Much has been written about the performance implications of the dreaded RBAR, a term coined by Jeff Moden many years ago. I won’t rehash any of that here other than to say that in almost all cases, set operations are faster and more efficient than RBAR. So we spend a lot of time teaching (or preaching) the evil of RBAR and to do things in sets.
However, the flip side of this is that a write operation (insert/update/delete) is logging many rows in a single transaction, often resulting in bloated transaction logs or even full disks resulting in outages. In fact, in my experience this is the second-most common cause of transaction logs filling up (the first being FULL recovery model without log backups).
Transaction Log 101
Let’s review how the transaction log works. All write operations are transactions. If an explicit transaction is not begun, the operation will be an implicit transaction. The transaction log contains a log record which is created for each row of data being modified.
This can be seen using the undocumented system function fn_dblog(). There is all kinds of great information returned by this function but I am just including a few columns to show the impact on log size. This database is in SIMPLE recovery model which means the log is cleared of completed transactions every time a CHECKPOINT runs. So we will use the CHECKPOINT command to limit the log records to just what we care about.
The following query gets the log records we care about (omitting the checkpoint records) and total log record length for the operation.
--view log records SELECT [CURRENT lsn],[OPERATION],[LOG record length] FROM fn_dblog (null, null) WHERE OPERATION not like '%ckpt%' UNION all SELECT '','LogBytesUsed',SUM([LOG record length]) FROM fn_dblog(null,null) WHERE OPERATION not like '%ckpt%' go
Let’s create a simple table and insert five rows.
CREATE TABLE foo (c1 INT, c2 INT) GO CHECKPOINT GO INSERT foo VALUES(1,2) GO 5
Running our log query, what we see is a transaction for each insert which consists of three log entries. The start of the transaction, the insert, and the end of the transaction. This pattern repeats five times, once for each insert. The total log used is 1580 bytes which amounts to 316 bytes per transaction.
Now let’s do a set-based update.
CHECKPOINT UPDATE foo SET c1= 0
This time we only have one transaction, with a log record for each row. The log used is 728 bytes.
Finally a delete, which looks very similar to update, for a total of 780 bytes.
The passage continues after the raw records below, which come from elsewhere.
PR #289, opened 2015-09-10
Report Coverage to Code Climate

EGiataganas:
Did the basic installation for code climate. Added the gem file and then
added test reporter on the very first line of the spec_helper.

### DIFF
--- a/Gemfile.lock
+++ b/Gemfile.lock
@@ -76,6 +76,8 @@ GEM
       nokogiri (~> 1.6)
       version_sorter (~> 1.1)
     cliver (0.3.2)
+    codeclimate-test-reporter (0.4.8)
+      simplecov (>= 0.7.1, < 1.0.0)
     coderay (1.1.0)
     coercible (1.0.0)
       descendants_tracker (~> 0.0.1)
@@ -314,6 +316,7 @@ PLATFORMS
 DEPENDENCIES
   capybara
   chromedriver-helper
+  codeclimate-test-reporter
   coffee-rails
   curb
   database_cleaner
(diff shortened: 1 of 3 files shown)


spec/spec_helper.rb
```diff
@@ -1,3 +1,6 @@
+require "codeclimate-test-reporter"
+CodeClimate::TestReporter.start
+
 require 'simplecov'
 require 'simplecov-rcov'
 SimpleCov.formatter = SimpleCov::Formatter::RcovFormatter
```
threedaymonk: I think that we want to run simplecov only if the CodeClimate environment variable is *not* set, so this should be something like:

```ruby
if ENV.key?('CODE_CLIMATE_WHATEVER')
  require "codeclimate-test-reporter"
  CodeClimate::TestReporter.start
else
  require 'simplecov'
  require 'simplecov-rcov'
  SimpleCov.formatter = SimpleCov::Formatter::RcovFormatter
end
```

dan-palmer:
Nice to see you using `fixup` :star2:

threedaymonk:
There's an element of uncertainty here in that we're not sure whether it will actually report coverage until it's merged into the master branch, because CodeClimate will only report coverage on the master branch, and it won't be reporting on the same commit until then.

Still, I think this is fine to merge.

Gemfile.lock
```diff
@@ -350,3 +353,6 @@ DEPENDENCIES
   unicorn
   virtus
   zendesk_api
+
+BUNDLED WITH
+   1.10.6
```
threedaymonk: @dan-palmer @SteveMarshall Shall we bite this bullet?

dan-palmer:
Can confirm this as working :ship:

So what do the numbers tell us? Using this extremely small data set we can see the following:
While RBAR used over twice as much log as the set based operations, the log used per transaction was less than half. Translate that to a recordset with millions of rows and you can really see the impact. The customer situation that prompted this post involved a delete statement that removed more than 400 million rows from a table for a total of almost 160GB of transaction log. This with a log drive of 100GB and log size of 50GB. You can guess what happened.
So we are back to RBAR?
No. There is a middle ground. In situations like this, the thing to do is to do break the operation into batches. We still get the benefits of large sets, but of a reasonable size. In the example above, the 464 million rows used 200GB of log. So we can estimate that 10 million rows would use roughly 4.5GB of log. Running the delete 10 million rows at a time in a loop would have completely avoided the problem by giving the CHECKPOINT process and/or log backups to clear the log of the completed transactions.
There are many ways to accomplish but the algorithm is the same no matter how you do it. The below is just one simple way to accomplish the delete referred to above in batches. We use SET ROWCOUNT to say only operate on 1 million rows maximum, then loop and do it again until there is nothing left to do. Note that SET ROWCOUNT has some caveats so do your research before using this in other ways.
WHILE 1=1 BEGIN SET rowcount 1000000 DELETE FROM dbo.bigtable WHERE MyDate <= '1/1/2019' IF @@ROWCOUNT = 0 BREAK END
In conclusion, while doing things in set operations is better than one row at time (RBAR), it is certainly possible to have too much of a good thing. Always keep the transaction log in mind when working with large datasets to avoid those angry calls from your friendly neighborhood sysadmin.